Average Down Saham: Pengertian dan Cara Menggunakannya

Imanuel Kristianto

21 Juli 2022

Average down saham (Foto: 123rf)
Average down saham (Foto: 123rf)

Average down saham merupakan salah satu strategi investasi penting dalam bermain saham yang tidak asing terdengar di kalangan investor berpengalaman. Namun, bagi kamu yang belum tahu atau baru mulai tertarik menjajal dunia saham, mari menyelisik lebih lanjut seputar strategi ini. Mulai dari pengertian, cara kerja dan perhitungannya, hingga cara menggunakan average down saham.

Apa Itu Strategi Average Down dalam Saham?

Average down atau kerap disingkat Avg saham adalah salah satu strategi investasi dengan membeli kembali saham yang dimiliki secara bertahap ketika harganya turun. Cara ini dilakukan agar harga pembelian saham menjadi lebih murah.

Secara umum, strategi saham ini bertujuan untuk memperoleh keuntungan optimal dengan rata-rata biaya minimal, terutama untuk menghindari atau memperkecil kerugian dalam pembelian saham.

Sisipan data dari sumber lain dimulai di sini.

PR #4960, opened 2020-02-27
[Fix] Fix the outgrow of DragHandle

bryanchen-d:

**Problem**
The DragHandle area expand outside of the drag area, see screenshot below (the DragHandle is colored as red, and the cell's DragArea is colored in blue)
image

The cause is that DragHandle is set to use absolute position and 100% height, so it finds the nearest base - the DragArea, and set its height to be DragArea's height subtract border width. However the 10px padding on DragArea push down the DragHandle to outgrow the DragArea.

**Solution**
Add a layer of div called DragHandleAnchor with position set to relative. So DragHandle's position and height is based on it, DragHandleAnchor doesn't have padding so DragHandle won't outgrow it. 
After the fix:
image

### DIFF
--- a/packages/notebook-app-component/src/decorators/draggable/index.tsx
+++ b/packages/notebook-app-component/src/decorators/draggable/index.tsx
@@ -106,9 +106,13 @@ const DragArea = styled.div.attrs<DragAreaProps>(props => ({
         : "3px transparent solid"
   }
 }))`
-  position: relative;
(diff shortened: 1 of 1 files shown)


captainsafia (approved):
Thanks for submitting this fix, @bryanchen-d!

Merging to release for the 3/1 alpha release.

Strategi average down juga dilakukan karena investor sering kali membeli saham dengan cara mencicil di berbagai level harga.

Baca juga: Mengenal ARB Saham, Investor Pemula Wajib Tahu!

Kendati demikian, average down hanya dapat dilakukan pada instrumen yang harganya diprediksi bisa kembali naik sehingga penerapan strateginya harus melalui persiapan yang matang. 

Bagaimana Cara Kerja Average Down?

cara kerja average down
Cara kerja average down (123rf)

Average down dilakukan dengan memantau apakah valuasi saham sudah lebih murah. Nah, ketika harganya turun dengan valuasi murah, investor baru akan membeli lagi saham tersebut. Dengan kata lain, investor hanya akan membeli saham apabila harga terus turun, dan diharapkan harga saham akan kembali naik melampaui modal yang sudah dikeluarkan.

Misalnya, harga pembelian saham Rp10.000. Kemudian, harga saham itu turun menjadi sekitar Rp8.000. Ketika saham tersebut kembali dibeli, harganya akan berada di bawah modal awal dengan average atau harga rata-rata Rp9.000. Dengan demikian, investor akan mendapat untung lebih banyak begitu harga saham naik karena harga beli yang murah.

Baca juga: Ini Artinya ARA Saham yang Perlu Kamu Ketahui!

Untuk menjalankan strategi average down, investor perlu memperhatikan sejumlah hal, di antaranya:

  • Mengetahui pergerakan saham yang dibeli, terutama dari sisi fundamental perusahaan dan valuasi saham.
  • Lihat juga likuiditas saham.
  • Memahami situasi pasar untuk mengetahui saat yang tepat menerapkan average down.
  • Lebih mengacu pada pencegahan emosional dalam berinvestasi.
  • Sebaiknya tidak dilakukan oleh investor pemula karena akan cukup sulit untuk membedakan mana saham yang mengalami penurunan jangka pendek atau sementara (koreksi) dan saham mana yang mengalami pembalikan tren (dari naik ke turun) secara berkelanjutan. 
  • Direkomendasikan bagi investor yang telah memahami pasar modal.
  • Average down paling cocok diaplikasikan pada investasi jangka panjang atau oleh perusahaan yang memiliki dasar dan pergerakan signifikan agar mampu memperkecil kerugian.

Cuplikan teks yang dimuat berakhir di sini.